United States District Court, W.D. Washington, at Seattle
Mar 3, 2011
Case No. C10-1646RSL (W.D. Wash. Mar. 3, 2011)

Summary

holding that different collective bargaining agreements did not contemplate consolidated arbitration because they provided for different rules

Summary of this case from JP Morgan Chase Bank, N.A. v. Jones

Opinion

Case No. C10-1646RSL.

March 3, 2011


ORDER GRANTING DEFENDANT'S MOTION FOR SUMMARY JUDGMENT AND DENYING PLAINTIFF'S MOTION TO COMPEL ARBITRATION


I. INTRODUCTION

This matter comes before the Court on a motion for summary judgment filed by plaintiff United Food and Commercial Workers, Local 21 (the "Union") to compel arbitration of its grievance against the employer, MultiCare Health System ("MultiCare") and on MultiCare's motion for an order stating that the dispute is not substantively arbitrable. The parties agree that the subject matter of the grievance is covered by their collective bargaining agreements. The only disputes are: (1) whether the Court or an arbitrator should determine whether the grievance can be resolved in a single, consolidated arbitration, and (2) if the Court decides the issue, whether it can order consolidated arbitration.

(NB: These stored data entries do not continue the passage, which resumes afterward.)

PR #2908, opened 2025-11-27
[statusbar-] make lstatus_max truncation preserve vd markup

midichef:
This PR supersedes #2877. The problem described there is that `truncateMiddle()` duplicates substrings, and does not properly handle visidata's internal markup. To demonstrate, do `vd --disp_lstatus_max=50 sample_data/benchmark.csv`.
The status bar shows `1›benchmark…u_active]1›benchmark|`, repeating`1›benchmark`. The `…u_active]` comes from `middleTruncate()` clipping in the middle of internal visidata markup.

This PR creates `clip_markup_middle()`, which removes entire substrings between markup sections, which could be inside markup, as in `'[:markup_start]removed_string[:]'` or `'[:markup_start]removed_string[/markup_end]'`, or outside markup sections, like `'[:]removed_string[:next_markup_start]'`.

### DIFF
--- a/visidata/cliptext.py
+++ b/visidata/cliptext.py
@@ -391,6 +391,66 @@ def clipstr_middle(s, n=10, truncator='…'):
         return res, dispwidth(res)
     return s, dispwidth(s)
 
+def clip_markup_middle(s:str, w:int):
+    '''takes a string *s* containing optional visidata markup, and returns a string
+    truncated to have a display width less than or equal to *w*, while preserving markup
+    for the remaining text. When text with markup is clipped, what is omitted is one or
+    more entire markup sections, between markup start and end delimiters:
+    [:markup] [:] [/markup] [/]
+    The dropped text is replaced with a single disp_truncator.
+    When text without markup is clipped, *clipstr_middle()* is used.
+    '''
+    trunch = options.disp_truncator
+
+    if w <= 0: return ''
+    if dispwidth(s) <= w:
+        return s
+    if w < dispwidth(trunch): return ''
+
+    markup_section_re = r'(\[.*?\].*?\[[/:].*?\])'  # [:whatever]text[:] or [:whatever]text[/anything]
+    if not re.match(internal_markup_re, s):
+        return clipstr_middle(s, w, truncator=options.disp_truncator)
+    # build the front half of the string
+    output = []
+    chunks_w = 0
+    truncated = False
+    chunks = re.split(markup_section_re, s)
+    for i, chunk in enumerate(chunks):  #chunks are either regular text, or marked up section:  start, text, end
+        parts = re.split(internal_markup_re, chunk)
+        if len(parts) == 1:      #text with no markup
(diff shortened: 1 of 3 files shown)


saulpw (approved):
Another banger, @midichef!  It's a lot of code but I can see that dealing with the markup is finicky.  Thanks for putting in the time (and the tests).

visidata/statusbar.py
```diff
@@ -165,6 +160,7 @@ def leftStatus(sheet):
     return sheet.formatString(sheet.options.disp_status_fmt)
 
 
+import re
```
saulpw: extra import

visidata/statusbar.py
```diff
@@ -8,7 +8,7 @@
 import sys
 
 import visidata
-from visidata import vd, VisiData, BaseSheet, Sheet, ColumnItem, Column, RowColorizer, options, colors, wrmap, clipdraw, ExpectedException, update_attr, dispwidth, ColorAttr, clipstr_middle
+from visidata import vd, VisiData, BaseSheet, Sheet, ColumnItem, Column, RowColorizer, options, colors, wrmap, clipdraw, ExpectedException, update_attr, dispwidth, ColorAttr, clipstr_middle, iterchunks, clip_markup_middle
```
saulpw: do we still need iterchunks?

visidata/cliptext.py
```diff
@@ -391,6 +391,66 @@ def clipstr_middle(s, n=10, truncator='…'):
...
+
+    markup_section_re = r'(\[.*?\].*?\[[/:].*?\])'  # [:whatever]text[:] or [:whatever]text[/anything]
+    if not re.match(internal_markup_re, s):
+        return clipstr_middle(s, w, truncator=options.disp_truncator)
+    # build the front half of the string
+    output = []
+    chunks_w = 0
+    truncated = False
+    chunks = re.split(markup_section_re, s)
+    for i, chunk in enumerate(chunks):  #chunks are either regular text, or marked up section:  start, text, end
```
saulpw, line 419: can we use iterchunks for this?  So the parsing all happens in one place.

visidata/statusbar.py
midichef: no, I'll take out the imports.

visidata/cliptext.py
midichef: no, because `iterchunks` chops the string up at every markup boundary `'[:markup]`  `[:]`  `[/]`, and for the statusbar we try a bit to preserve the structure of sections.

This only works now because tags are not currently nested in the statusbar. If they become nested, like `'[:tag1]text[:tag2]and[:]more text[:]', `clip_markup-middle()` will produce invalid markup, by treating `'[:tag1]text[:tag2]` as a section.

My main goal here is to make the minimal needed patch to the statusbar so I can open a dozen sheets and see the newest one in the statusbar. Right now, in that scenario the rightmost sheet titles don't fit on screen.

PR #1708, opened 2026-09-14
style(lang): update ee_ee.php

qbicdesign:
Extends en_us now rather than en_gb due to locale differences. Current strings from en_us.php imported and translated


qbicdesign:
Specifically:

- date separator in estonian language is officially . not / hence the change of extends to en_us
- The language file was really out of date, I re-translated from scratch, but skipped the` // install` section so that it will fall back to en_us for that

PR #406, opened 2023-01-22
fix: doc update, Anchor link fix for sections

zmrfzn:


Kav91:
good catch, thanks 👍🏾

PR #413, opened 2023-02-17
updated and also new pihole integration

LeonAdato:
I've locked down the _simple version, and added a _detailed version of the flex integration for monitoring the pihole.


examples/linux/okla-speedtest.yml
```diff
@@ -0,0 +1,17 @@
+integrations:
```
rogercoll, line 1: This file already exists in a different path: https://github.com/newrelic/nri-flex/blob/master/examples/okla-speedtest.yml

For the reasons set forth below, the Court grants defendant's motion for summary judgment and denies plaintiff's motion to compel arbitration.

II. DISCUSSION

A. Background Facts.

MultiCare is a not-for-profit healthcare organization that serves the Southern Puget Sound region. It includes four hospitals and numerous other healthcare centers and clinics. The Union represents eight collective bargaining units at MultiCare, and it has negotiated a separate collective bargaining agreement ("CBA" or "contract") on behalf of each bargaining unit.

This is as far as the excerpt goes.